Naomi Wu has taken on challenges before and built things in front of an
audience. Dale Dougherty is a publishing guy from print media. He acts like
he's the head of the "maker movement", but he himself isn't a "maker". Unlike
Jim Newton, the former head of TechShop, who is really into tools. He could
have become a negative-value asset to Make Magazine and the Maker Faire
operation.

Make Magazine is dated, anyway. It's a print publication. Instructables is the
go-to site for how to make things. That's now run by Autodesk, which
encourages hobbyist use of Autodesk software in hopes that some amateurs will
become pros and buy more Autodesk software.
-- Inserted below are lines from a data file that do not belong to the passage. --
PR #2665, opened 2025-02-03
Theming for new compose classes

wmathurin:


libs/SalesforceSDK/src/com/salesforce/androidsdk/ui/theme/SFColors.kt
```diff
@@ -0,0 +1,91 @@
...
+ * POSSIBILITY OF SUCH DAMAGE.
+ */
+package com.salesforce.androidsdk.ui.theme
+
+import android.content.Context
+import androidx.annotation.ColorInt
+import androidx.core.content.ContextCompat
+import com.salesforce.androidsdk.R
+
+object SFColors {
```
wmathurin, line 34: That way, the colors xml is still being used (and can be overriden in the client app). Or we don't want to do it this way ?? @brandonpage @JohnsonEricAtSalesforce

brandonpage: I don't mind it, but I am also not sure if it servers a purpose.  I don't think even the internal apps are using our existing colors for anything other than overriding our UI. 

If we keep the XML colors do I have to add new values there and here?

wmathurin: If I don't keep it, how would they override the colors?

libs/SalesforceSDK/src/com/salesforce/androidsdk/ui/theme/SalesforceTheme.kt
```diff
@@ -0,0 +1,111 @@
...
+import androidx.compose.material3.ColorScheme
+import androidx.compose.material3.MaterialTheme
+import androidx.compose.material3.darkColorScheme
+import androidx.compose.material3.lightColorScheme
+import androidx.compose.runtime.Composable
+import androidx.compose.ui.graphics.Color
+import androidx.compose.ui.platform.LocalContext
+
+enum class SalesforceThemeType {
+    Light, Dark, DarkLogin
```
brandonpage, line 39: Does `DarkLogin` exist because we can't change the webview background color from white?  What I had been doing was hiding the WebView (via opacity) when loading so we could set the background color to whatever we want -- not sure that is relevant though.

wmathurin: I think that was the reason for DarkLogin.
Let me try with Dark and see how it looks.

libs/SalesforceSDK/src/com/salesforce/androidsdk/ui/theme/SFColors.kt
brandonpage: I was originally thinking via the view model but I don't know what is best.  My first thought is that the theme could be a data class (that could be overridden) instead of an object? 🤷

brandonpage: Or since we seem to be using a lot of Material3 components, should we be using a [MaterialTheme](https://developer.android.com/develop/ui/compose/designsystems/material3#material-theming)?

libs/SalesforceSDK/src/com/salesforce/androidsdk/ui/theme/SalesforceTheme.kt
wmathurin: This is the experience using Dark (instead of DarkLogin) 

LoginWithDark

libs/SalesforceSDK/src/com/salesforce/androidsdk/ui/theme/SFColors.kt
wmathurin: Maybe - should we provide an easy way for an application to use a different theme ?

wmathurin: Should we allow the app to provide MaterialTheme's for light and dark (through SalesforceSDKManager) and we would default to the MaterialTheme.lightColorTheme() and MaterialTheme.darkColorTheme()  ??

wmathurin:
@brandonpage @JohnsonEricAtSalesforce what do you think of this approach (https://github.com/forcedotcom/SalesforceMobileSDK-Android/pull/2665/commits/5b18ebeb9c440394304bcad9331c14fdb0783bd1) for theming?

wmathurin:
Should we merge this one?
There is probably be some rework when we do the login fit and finish work e.g. where the colors should come from (properties on the LoginViewModel and/or sf__colors.xml and/or dynamic).
@JohnsonEricAtSalesforce @brandonpage

libs/SalesforceSDK/src/com/salesforce/androidsdk/ui/theme/SFColors.kt
JohnsonEricAtSalesforce: @brandonpage & @wmathurin - Did you come up with an answer on the approach for this?  I believe we're keeping the colors in the resource XML?

JohnsonEricAtSalesforce (approved):
🤘🏻

brandonpage (approved):

libs/SalesforceSDK/src/com/salesforce/androidsdk/ui/theme/SFColors.kt
wmathurin: We are keeping sf__colors.xml until at least 14.
So that's one way to override default colors.
We also added setDarkColorScheme() and setLightColorScheme() to SalesforceSDKManager - as another way to override colors.
Finally for login, the LoginViewModel exposes a few key colors as members.

As we work on login fit/finish, we might simplify things a bit??

PR #2667, opened 2025-02-04
Converting DevInfoActivity to compose

wmathurin:


libs/SalesforceSDK/src/com/salesforce/androidsdk/ui/DevInfoActivity.java
```diff
@@ -1,82 +0,0 @@
...
-
-    @Override
-    protected void onCreate(Bundle savedInstanceState) {
-        super.onCreate(savedInstanceState);
-        boolean isDarkTheme = SalesforceSDKManager.getInstance().isDarkTheme();
-        setTheme(isDarkTheme ? R.style.SalesforceSDK_Dark : R.style.SalesforceSDK);
-
-        // Title / layout
-        getSupportActionBar().setTitle(R.string.sf__dev_support_title);
-        setContentView(R.layout.sf__dev_info);
```
brandonpage, line 61: We should we remove this layout XML.

brandonpage (approved):

PR #4, opened 2017-05-13
Remove whitespace from RSS links

erengy:
Might cause issues for applications with an XML parser that considers leading and trailing whitespace characters as significant. Encountered and fixed this issue in my application, sending this PR in case it affects others.

### DIFF
--- a/nyaa/templates/rss.xml
+++ b/nyaa/templates/rss.xml
@@ -10,9 +10,7 @@
 		{% if torrent.has_torrent %}
 		<item>
 			<title>{{ torrent.display_name }}</title>
-			<link>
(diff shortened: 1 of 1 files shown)


TheAMM:
If you'll also do the same for the description (for neatness), I'll merge this! (Or someone else if I'm sleeping)
Good find, though, lots of things were just *done* in a hurry.

erengy:
Done. Note that you might want to update the description, because it's displayed as `RSS Feed for /`. The underlying issue seems to be [this line](https://github.com/nyaadevs/nyaa/blob/f7d14ee19f750fe819f92905edafc024633b9780/nyaa/routes.py#L255), where you're passing `/` as the label/term.

PR #14, opened 2017-05-13
Improved tracker list

wranai:
I looked through the trackers on newtrackon.com. These are trackers with great uptime (mostly better than 99%), but also preferring UDP and IPv6 (because why not).

Pre-existence in the magnet links from different Nyaa mirrors was important, but I tried to get rid of the sub-standard ones, or those that simply didn't work.


wranai:
That would be a pity, it seems like a very good tracker... Also, do normal people actually look through the tracker list? Those who did are those who would already know, or would know how to check. But if you still think so, free to remove it.

aldacron:
Explodie is blacklisted from Tokyotosho

PR #15, opened 2017-05-13
Replace hardcoded URLs

wranai:


nyaadev:
I think these are the only actually needed hardcoded urls.
Since one page redirects to the other.

wranai:
lol so true sry

PR #17, opened 2017-05-13
Small CSS tweaks to the torrent listing and torrent view on mobile

Ricardo1991:
Made it so that the torrent info is a bit easier to read on the compact version.

- [Mobile before](http://i.imgur.com/L6TyR3h.png)    
- [Mobile after](http://i.imgur.com/euutdTJ.png)

Also removed the slightly gray background on odd numbered torrents on the list.


nyaadev:
If possible the information field should be above the seeders.

Ricardo1991:
That is not something that should be fixed via CSS, considering the rows on that table don't even have css classes. 

http://i.imgur.com/H37LE3j.png

PR #22, opened 2017-05-13
Make upload form input label less ambiguous.

decimoe:
Change "Display name" label in torrent upload form to "Torrent name", so as not to confuse the minority of users who think their username goes there.


nyaadev:
oops I already fixed this

Issue #24, opened 2017-05-13
Make Information link clickable


marconii2002:
Can you make information website or irc link clicakable like in old Nyaa ?

HitmanJ:
+1

TheAMM:
Done.

PR #30, opened 2017-05-13
Changed information link to hyperlink (#24)

adsko:
I changed information link to hyper link.

More information in: issue #24


nyaadev:
Not every information field is a link though, having a simple regex check if it is and then doing what you did would be a solution.

TheAMM:
Implemented myself with IRC channel formatting included, see 00a0327b192ca931b0ee018112fb9b345396f3e1. Thanks for getting involved, anyway!

Issue #26, opened 2017-05-13
Filter is not saved after page reloading


UselessToucan:
```
STEPS TO REPRODUCE:
1. Open https://nyaa.si
2. Perform search request with category and filter. (for example: anime, trusted only)
3. Check <select> elements state

EXPECTED RESULT:
Category and filter values are preserved after page reloading.

ACTUAL RESULT:
Filter value is not preserved. After page reloading it is always set to "Show all".
```

TheAMM:
Fixed in 8d244675a0ec6cb60bf70dfc0cd5d15260520a51.

PR #33, opened 2017-05-13
Fixed problem with saving filter after reloading (#26)

adsko:
There was a simple problem with dictionary field name.


TheAMM:
Ah damn, that was my fault in 43406fb831596fb363f600b80c3f6de61a4c5934, missed those in a search.

PR #46, opened 2017-05-14
Markdown preview

nathancyam:
In order to make the markdown editor fields reusable, I've added a `render_markdown_editor` macro that should automatically generate the relevant DOM structure which is utilised by the changes in `main.js`. To make sure that we can multiple markdown editors, you have to namespace them with the field's name.

Let me know you would like any further changes.


TheAMM:
Remember `edit.html` as well! I'll merge after that's done too..
Otherwise looks good; could do with borders around the preview, but that's not a big problem. Congrats on what's probably the first grand feature-through-PR!
(However, I may still go for the JS-only [well, plus one attribute to the text field] thingy I visioned, the idea just feels neat)

TheAMM:
Yes, very nice!

PR #50, opened 2017-05-14
elasticsearch-based search (WIP)

qqueue:
explanation soon™


uro:
The way where this project is going is very messy, this what you are doing is just an implementation of search functionality. For me it should not made any changes in frontend parts. Maybe we should use some DI container?

aldacron:
@uro I agree it's very messy, but we're trying to iterate quickly. Right now the search isn't very accurate and/or fast, so we want to migrate to using a real FTS solution.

Naomi Wu's videos are often funny. She has a wry sense of humor. She converted
a 3D printer into a wearable device worn on her back. It runs off batteries
and prints as she rides the subway and walks through malls. The manufacturer
for which she did that can now show that their unusual device is really
robust.

When it doesn't work, she's honest about it. She did an evaluation of a 3D
printer / CNC mill / laser printer combo. The thing is an X-Y-Z platform with
changeable tool heads. It wouldn't home consistently, and Wu gave it a very
negative review.

She has some nice techniques. At one point, she needed to punch a hole through
a nylon covered foam pad, so she could put a bolt through. She heated up a
screwdriver with a butane torch and pushed it through the pad, leaving a clean
hole.

------
cjbprime
The best article I've read on the backstory:
[https://www.bunniestudios.com/blog/?p=5046](https://www.bunniestudios.com/blog/?p=5046)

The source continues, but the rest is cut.